Can prolog answer undetermined instead of just yes or no?

Question

Suppose I have the knowledge base

likes(john,mary).
person(mary).
person(john).

If we ask prolog whether

|?- likes(mary,john)

It will answer no because we did not assert that. Is there any way to make prolog answer unknown unless we explicitly state.

\+ likes(mary,john)

In other words can we ask prolog to treat unbound expressions as possible rather than false. I've been using IDP system which permits existential quantification and treats non asserted relations as if unbound rather than false, but I would like to use something more mainstream. http://adams.cs.kuleuven.be/idp/server.html

For example in IDP you can make the statement

vocabulary V{
    type Person
    Likes(Person,Person)
}


theory T: V{

    //Everyone might like someone and disallow narcisiscm
    !x : ?y: Likes(x,y) & ~Likes(x,x).

}

//some instance without special meaning
structure S:V{
    Person={A..C}
}

procedure main(){
    //Print all possible solutions
    printmodels(allmodels(T,S))
}

Which yields

Number of models: 27
Model 1
=======
structure  : V {
  Person = { "A"; "B"; "C" }
  Likes = { "A","B"; "A","C"; "B","A"; "B","C"; "C","A"; "C","B" }
}
//...

Answer 1

As stated, Prolog is using the closed-world assumption, i.e. asking if a fact is true means that we ask if we know it's true - a no means that we don't know if it's true, not that it's false. Of course, being a Turing-complete language you can simulate an open world - something like:

like(true, mary, john).
like(false, mary, nick).
like(unknown, X, Y).

Probably best to have some extra wrappers to deal with edge cases (e.g. having both true and false for a pair), and possibly use some higher-order predicate trick to avoid writing lots of boilerplate - but the core of the implementation is that you explicitly declare what's false, what's true and the rest is unknown.

Answer 2

What has been said so far is quite right: Prolog operates under the so-called Closed World Assumption (CWA). Still, I would like to offer a complementary perspective in addition to what has been posted already.
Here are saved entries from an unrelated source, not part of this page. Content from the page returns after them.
PR #3788, opened 2019-01-21
Aio monitor

### LINKED ISSUE #3583: Migrate monitor to asyncio
With **asyncio** monitor probably wouldn't need `SenderThread`, just an [executor pool](https://docs.python.org/3/library/asyncio-eventloop.html#executing-code-in-thread-or-process-pools).

jiivan:
fixes: #3583

# How to test
This PR introduces changes in internal mechanism of reporting status to monitor. General communication between golem and stats.golem.network should be checked.

Also some care should be taken to check overall golem stability. Possibly issues with golem shutdown (does it take significantly more time than standard develop?). Lastly long running test should be performed to confirm wether golem takes significantly more resource than pure develop version.


mfranciszkiewicz:
But why?

Are you planning a transition from `twisted` to `asyncio`?

jiivan:
@mfranciszkiewicz gradually - yes. I treat this PR as a kind of POC, that aio can work together with twstd.

golem/core/golem_async.py
```diff
@@ -97,3 +102,159 @@ def curry(*args, **kwargs):
...
+
+async def _asyncio_wait_for_tasks():
+    while True:
+        task = await _ASYNCIO_TASKS.get()
+        await asyncio.wait({task})
+        _ASYNCIO_TASKS.task_done()
+
+async def asyncio_main():
+    wait_task = asyncio.ensure_future(_asyncio_wait_for_tasks())
+    while _ASYNCIO_RUN.is_set():
```
mplebanski: From looking at `golem_async.py` I can't deduce when happens the race condition that is being synchronized here. `asyncio_start` first calls `_ASYNCIO_RUN.set()` then schedules `asyncio_main`. What is synchronized here?

golem/monitor/monitor.py
```diff
@@ -17,39 +20,13 @@
...
-            except queue.Empty:
-                # send ping message
-                self.sender.send(self.node_info)
-
-    def join(self, timeout=None):
-        self.stop_request.set()
-        self.queue.put(None)
-        super(SenderThread, self).join(timeout)
+@golem_async.run_at_most_every(datetime.timedelta(minutes=10))
+def log_sometimes(msg, d):
```
mplebanski: Why `log_sometimes` name?

golem/core/golem_async.py
jiivan: No race condition. It's used in `golem_async.asyncio_stop()`.

golem/monitor/monitor.py
jiivan: Because it's run at most once every ten minutes. Do you find this name misleading? Have any suggestion?

mplebanski: Yes because log interval is already explicitly stated in the decorator. Maybe `log_routine` is a better fit?

golem/core/golem_async.py
mplebanski: OK

golem/core/golem_async.py
```diff
@@ -97,3 +102,159 @@ def curry(*args, **kwargs):
...
+        await _asyncio_process_thread_queue()
```
mplebanski: If an exception is thrown inside the task being processed, is this thread completing it's execution?

jiivan: Good point, thanks

jiivan:
Linux build: https://buildbot.golem.network/artifacts/aio_monitor/golem-0.19.0+dev320.g37c0695-linux.tar.gz
Windows: https://buildbot.golem.network/artifacts/aio_monitor/golem-0.19.0+dev320.g37c0695-windows.exe https://buildbot.golem.network/artifacts/aio_monitor/golem-0.19.0+dev320.g37c0695-windows.zip
MacOs: https://buildbot.golem.network/artifacts/aio_monitor/golem-0.19.0+dev320.g37c0695-macOS.tar.gz

golem/core/golem_async.py
```diff
@@ -97,3 +102,162 @@ def curry(*args, **kwargs):
...
     return wrapped
+
+
+##
+# ASYNCIO
+##
+
+_ASYNCIO_RUN = threading.Event()
+_ASYNCIO_ID = 'Thread-aio'
+_ASYNCIO_THREAD_QUEUE: queue.Queue = queue.Queue()
```
etam: this type hint is redundant

golem/core/golem_async.py
```diff
@@ -97,3 +102,162 @@ def curry(*args, **kwargs):
...
+_ASYNCIO_TASKS = None
```
etam: and this requires one

golem/core/golem_async.py
```diff
@@ -97,3 +102,162 @@ def curry(*args, **kwargs):
...
+        def curry(*args, **kwargs):
+            if not in_asyncio_thread():
+                _ASYNCIO_THREAD_QUEUE.put_nowait((f, args, kwargs))
+                return None
+            return f(*args, **kwargs)
+        return curry
+    return wrapper
+
+
+def run_at_most_every(delta: datetime.timedelta):
```
etam: from reading just the decorator name it's unclear whether it drops calls that are too frequent (which I thought it did), or if it delays them.

golem/core/golem_async.py
```diff
@@ -97,3 +102,162 @@ def curry(*args, **kwargs):
...
+    last_run = datetime.datetime.min
+
+    def wrapped(f):
+        @functools.wraps(f)
+        async def curry(*args, **kwargs):
+            nonlocal last_run
```
etam, line 157: You can also store this value as an attribute of `f`. I think it might be a bit more clear.

golem/core/golem_async.py
```diff
@@ -97,3 +102,162 @@ def curry(*args, **kwargs):
...
+                        'args': args,
+                        'kwargs': kwargs,
+                    },
+                )
+                await asyncio.sleep(sleep_for.total_seconds())
+                current_delta = datetime.datetime.now() - last_run
+            last_run = datetime.datetime.now()
+            result = f(*args, **kwargs)
+            if asyncio.iscoroutine(result):
+                return await result
```
etam, line 164: shouldn't this be done by caller?

tests/golem/test_opt_node.py
```diff
@@ -648,11 +667,14 @@ def test_start_creates_client(self, _ets, mock_gather_results, reactor, *_):
         assert self.node.client
         assert self.node.client.datadir == self.path
         assert self.node.client.config_desc == self.node_kwargs['config_desc']
-        assert reactor.addSystemEventTrigger.call_count == 2
-        assert reactor.addSystemEventTrigger.call_args_list[0][0] == (
-            'before', 'shutdown', self.node.rpc_router.stop)
-        assert reactor.addSystemEventTrigger.call_args_list[1][0] == (
-            'before', 'shutdown', self.node.client.quit)
+        self.assertAddSystemEvent(reactor)
+        reactor.addSystemEventTrigger.assert_has_calls(
```
etam: isn't this a duplication of `self.assertAddSystemEvent(reactor)`?

golem/core/golem_async.py
jiivan: It's not a property of `f` but of an object returned by a decorator.

golem/core/golem_async.py
jiivan: You're right. Calls should be dropped

golem/core/golem_async.py
jiivan: AFAIK it won't work like that

tests/golem/test_opt_node.py
jiivan: it is, removed

golem/core/golem_async.py
jiivan:
```
New findings:
golem/core/golem_async.py:113: error: Need type annotation for '_ASYNCIO_THREAD_QUEUE'
Changed lines findings:
golem/core/golem_async.py:113: error: Need type annotation for '_ASYNCIO_THREAD_QUEUE'\n
```

mfranciszkiewicz:
I'm in favour of using the `twisted.internet.asyncioreactor` (PoC PR https://github.com/golemfactory/golem/pull/4417)

The reactor substitution itself is -6/+2 lines of code. Other changes come mainly from upgraded dependencies (Twisted, crossbar, autobahn).

The downside is that `asyncioreactor` cannot use a proactor event loop on Windows (I/O completion ports), at least for now.

jiivan:
@mfranciszkiewicz is it possible to use `async def`, `await`, asyncio processing pools etc with twisted reactor?

mfranciszkiewicz:
@jiivan Yes, it's running an asyncio event loop underneath, basically translating Twisted reactor calls to aio event loop calls.

golem/monitor/monitor.py
```diff
@@ -122,91 +88,140 @@ def ping_request(self, ports) -> Optional[Dict]:
...
+            self.p2p_listener,
+            signal='golem.p2p',
+        )
 
-    def on_config_update(self, meta_data):
+    @golem_async.run_in_thread()
+    def send(self, model, loop):
+        url = self.config['HOST']
+        request_timeout = self.config['REQUEST_TIMEOUT']
+        # sender_thread_timeout = self.config['SENDER_THREAD_TIMEOUT']
```
mfranciszkiewicz: Remove?

golem/monitor/monitor.py
mfranciszkiewicz: `log_per_10_min`?

Besides that, this function could do a bit more and take care of `asyncio.ensure_future(...)` stuff.

golem/core/golem_async.py
mfranciszkiewicz: Maybe
```
while asyncio.iscoroutine(result):
    result = await result
```

golem/core/golem_async.py
```diff
@@ -97,3 +100,102 @@ def curry(*args, **kwargs):
...
+                    *args,
+                    **kwargs,
+                    loop=asyncio.get_event_loop(),
+                ),
+            )
+        return curry
+    return wrapped
+
+
+def locked():
```
mfranciszkiewicz: `synchronized`?

golem/monitor/test_helper.py
```diff
@@ -26,3 +27,8 @@ def meta_data():
 class MonitorTestBaseClass(TestCase):
     def setUp(self):
         self.monitor = SystemMonitor(meta_data(), MONITOR_CONFIG)
+        self.loop = asyncio.new_event_loop()
```
mfranciszkiewicz, line 30: What do you think of using `pytest-asyncio` and marking with `@pytest.mark.asyncio`?

golem/core/golem_async.py
jiivan: Like in java? brrr ;)

golem/core/golem_async.py
jiivan: IMHO it should a responsibility of a caller implement this kind of logic.

golem/monitor/monitor.py
jiivan: IMHO 10min shouldn't be a part of a function name as it's a decorators parameter. It would mean changing function name if we only changed timedelta.

golem/monitor/test_helper.py
jiivan: I'm not sure if it's worth introducing a new package.

golem/monitor/monitor.py
mfranciszkiewicz: IMO renaming / creating a new function when changing the delta would be better. `sometimes` is ambiguous.

mfranciszkiewicz (approved):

First, a Prolog program may not even terminate, and so we may never receive either of the possible answers you mention.

But even if the program does terminate, we may still obtain answers that are neither equivalent to true nor to false.
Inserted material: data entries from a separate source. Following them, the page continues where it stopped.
Issue #3791, opened 2019-01-21
RPC for estimated Concent deposit payment and tx fee


mdtanrikulu:
https://projects.invisionapp.com/share/FNISX71SRXK#/screens/297805835

In user interface prototype, we have estimated concent deposit payment and tx fee of it. 
Need an RPC to provide them.

PR #3801, opened 2019-01-23
RPC for estimated Concent deposit payment and tx fee

jiivan:
* Moved get_estimed_cost() from Client to tasks.rpc.ClientProvider
 * Refactored out TaskManager.get_estimated_cost()
 * All output numerical values are casted to strings
 * Renamed subtask_time to subtask_timeout
 * Renamed num_subtasks to subtasks
 * subtask_timeout is string timedelta as in task creation
 * Added deposit subdictionary
Example input:
```python
{
    'price': '150',  # str(int)
    'subtask_timeout': '00:00:02',  # str(timedelta)
    'subtasks': '5',  # str(int)
}
```
Example output:
```python
            {                                                                          
                "GNT": '5',                                      
                'ETH': '10000',                                         
                'deposit': {                                                           
                    'GNT_required': '10',                         
                    'GNT_suggested': '20',                        
                    'ETH': '20000',                                     
                },                                                                     
            }
```
Actual GNT deposit amount will be inside `<GNT_required, GNT_suggested>`.

fixes: #3791

### DIFF
--- a/golem/task/rpc.py
+++ b/golem/task/rpc.py
@@ -567,3 +567,38 @@ class ClientProvider:
         )
         # Don't wait for _deferred
         return True
+
+    @rpc_utils.expose('comp.tasks.estimated.cost')
+    def get_estimated_cost(self, _task_type: str, options: dict) -> dict:
+        # FIXME task_type is unused
+        options['price'] = float(options['price'])
+        options['subtask_time'] = float(options['subtask_time'])
+        options['num_subtasks'] = int(options['num_subtasks'])
+        def float_to_str(f: float) -> str:
+            return "{0:.18f}".format(f)
+
+        estimated_gnt: float = options['num_subtasks'] \
+            * options['price'] * options['subtask_time']
+        estimated_eth: float = self.client \
+            .transaction_system.eth_for_batch_payment(
+                options['num_subtasks'],
+            ) / denoms.ether
+        estimated_gnt_deposit: typing.List[float] = [
+            value / denoms.ether for value in
+            msg_helpers.requestor_deposit_amount(
+                int(estimated_gnt * denoms.ether),
+            )
+        ]
+        estimated_deposit_eth: float = self.client.transaction_system \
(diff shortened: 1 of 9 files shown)


golem/task/rpc.py
```diff
@@ -567,3 +567,38 @@ def run_test_task(self, task_dict) -> bool:
...
+    @rpc_utils.expose('comp.tasks.estimated.cost')
+    def get_estimated_cost(self, _task_type: str, options: dict) -> dict:
+        # FIXME task_type is unused
+        options['price'] = float(options['price'])
+        options['subtask_time'] = float(options['subtask_time'])
+        options['num_subtasks'] = int(options['num_subtasks'])
+        def float_to_str(f: float) -> str:
+            return "{0:.18f}".format(f)
+
+        estimated_gnt: float = options['num_subtasks'] \
```
Krigpl: I'd strongly encourage to use `int`s instead of `float`s. They are safer to work with and there's absolutely no need for `float`s here. Also you're unnecessarily going back and forth below with `denoms.ether`

tests/golem/task/test_rpc.py
```diff
@@ -23,6 +23,7 @@
 
 
 class ProviderBase(test_client.TestClientBase):
+    maxDiff = None
```
Krigpl, line 26: What's that ?

jiivan: https://docs.python.org/3/library/unittest.html#unittest.TestCase.maxDiff

golem/task/rpc.py
jiivan: I agree but didn't want to mess with backwards compatibility. What do you think @mdtanrikulu ? Can we change all `options` to `int`? Then I'll change all output values to ints also.

mdtanrikulu: @jiivan @Krigpl  if it's fine for the API representation, fine for me too.

Krigpl (approved):
rickandmorty_yes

For example, using GNU Prolog:

| ?- X #\= 3.

X = _#2(0..2:4..127@)

Here, the answer is a pending constraint, a goal that is said to flounder because its truth is not definitely decided.
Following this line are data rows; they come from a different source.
PR #3804, opened 2019-01-23
bring back detection of task header beyond the deadline to golem core

shadeofblue:


golem/task/taskserver.py
```diff
@@ -388,6 +388,12 @@ def add_task_header(self, task_header: dt_tasks.TaskHeader) -> bool:
                 task_header.signature,
             )
             return False
+        if task_header.deadline < time.time():
+            logger.info(
+                "Task's deadline already in the past. task_header: %r",
```
jiivan, line 393:
```suggestion
                "Task's deadline already in the past. task_header=%r",
```

https://github.com/golemfactory/golem-internal/wiki/Logging-guidelines

jiivan (approved):
buakaw_throw

golem/task/taskserver.py
shadeofblue: okay, I'll try to remember that, although in this case, I'd say it's not worth a separate commit ...

PR #3809, opened 2019-01-24
Use subtasks_count in price estimation

jiivan:


golem/task/rpc.py
```diff
@@ -103,13 +103,6 @@ def prepare_and_validate_task_dict(client, task_dict):
         'concent_enabled',
         client.concent_service.enabled,
     )
-    # TODO #3474
```
mplebanski, line 106: Are we droping this backwards compatibility?

jiivan: This issue is closed. Electron doesn't use this. I would say it's about time.

mplebanski: `scripts/node_integration_tests/tasks/__init__.py` is still using `subtasks`

mplebanski (approved):

mdtanrikulu (approved):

Such answers may or may not describe solutions.

For example:

| ?- fd_all_different([X,Y,Z]), fd_domain([X,Y,Z], 0, 1).

X = _#2(0..1)
Y = _#20(0..1)
Z = _#50(0..1)

yes

In this case, no solutions exist! To see this, we need to explicitly search for them:

| ?- fd_all_different([X,Y,Z]), fd_domain([X,Y,Z], 0, 1),
     fd_labeling([X,Y,Z]).

no

Thus, in the example above, it may really be more advisable to answer with maybe instead of yes.

Moreover, we know from fundamental logical theorems that such issues are unavoidable when reasoning over integers.

In this sense, Prolog systems can really give answers whose truth not only isn't, but moreover cannot be determined.